Harlah NU, Ribuan Warga Bondowoso Berangkat ke Malang

  • 07 Feb 2026 20:05 WIB
  •  Jember

RRI.CO.ID, Bondowoso - Sebanyak 2.000 warga Nahdliyin Kabupaten Bondowoso berangkat untuk menghadiri peringatan Harlah 1 Abad Nahdlatul Ulama (NU) yang digelar di Stadion Gajayana, Kota Malang, pada Sabtu–Minggu, 7–8 Februari 2026. Ribuan jemaah tersebut dilepas langsung oleh Kapolres Bondowoso, AKBP Aryo Dwi Wibowo.

Pelepasan keberangkatan ribuan warga NU dan jajaran Pengurus Cabang Nahdlatul Ulama (PCNU) hingga tingkat ranting itu dilaksanakan di Jalan Ahmad Yani, Kelurahan Nangkaan, Kecamatan Bondowoso, Kabupaten Bondowoso, pada Sabtu (7/2/2026) sore dengan pengamanan ketat dari pihak kepolisian.

Ketua PCNU Bondowoso, KH Abdul Qodir Syam, mengatakan kuota jemaah yang disediakan panitia pusat sebenarnya hanya sebanyak 1.000 orang. Namun tingginya antusiasme warga NU Bondowoso membuat jumlah peserta yang berangkat membludak hingga dua kali lipat.

“Kuota awal sebenarnya 1.000 orang. Tapi antusiasme warga NU sangat luar biasa, bahkan banyak yang berangkat secara swadaya dengan membayar sendiri biaya angkutannya,” ujar KH Abdul Qodir Syam.

Ia menyebutkan, ribuan jemaah tersebut diberangkatkan menggunakan 28 armada bus serta sejumlah kendaraan roda empat lainnya, termasuk mobil Elf, untuk mengangkut peserta menuju Kota Malang.

“Busnya ada 28 armada, kendaraan kecil lagi.
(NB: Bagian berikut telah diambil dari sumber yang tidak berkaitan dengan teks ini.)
PR #621, opened 2020-05-04
feat: add async to `delete_all`

### LINKED ISSUE #615: [spanner] delete_all blocks while beginning its transaction
Related to #581:

`delete_all` doesn't operate on a collection so the db middleware doesn't explicitly begin a transaction for it (via `lock_for_read/write`).

Instead it relies on the implicit calling of `begin` (via `.sql()`). This isn't async, so it's doing a blocking io call within an async method running in the executor.

We can fix this similarly to the mysql impl: by having it explicitly call `begin()` itself.

jrconlin:
## Description

* elevated `begin()` to an interface call to allow `delete_all` the
ability to lock the database.
* added `begin_async()` wrapper to mysql & mock to mirror spanner function
* added `begin()` call to `delete_all`

## Testing

cargo test should pass for both mysql and spanner.

## Issue(s)

Closes #615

Ada mobil Elf juga,” tuturnya.

Lebih lanjut, KH Abdul Qodir Syam menjelaskan bahwa para jemaah asal Bondowoso akan mengikuti rangkaian kegiatan Harlah NU hingga Minggu (8/2/2026), termasuk menghadiri malam Puncak Resepsi 1 Abad NU Masehi.

Namun demikian, ia memperkirakan tidak seluruh jemaah asal Bondowoso dapat masuk ke dalam Stadion Gajayana. Pasalnya, kuota resmi yang disediakan bagi PCNU Bondowoso hanya sebanyak 1.000 orang.

“Kemungkinan tidak bisa masuk semua ke stadion Gajayana. Mungkin sebagian mengikuti kegiatan dari luar stadion,” ungkapnya.

Menurutnya, prosesi pelepasan keberangkatan diawali dengan pembacaan doa yang dipimpin oleh Ketua Majelis Ulama Indonesia (MUI) Bondowoso, KH As’ari Pasha, kemudian secara resmi dilepas oleh Kapolres Bondowoso.

“Tadi dikawal ketat oleh polisi saat pelepasan keberangkatan. Terima kasih kepada semua pihak yang telah mengawal dengan ketat,” pungkas KH Abdul Qodir Syam.

google-preference

Rekomendasi Berita

Berita Terbaru Lainnya

Memuat berita terbaru.....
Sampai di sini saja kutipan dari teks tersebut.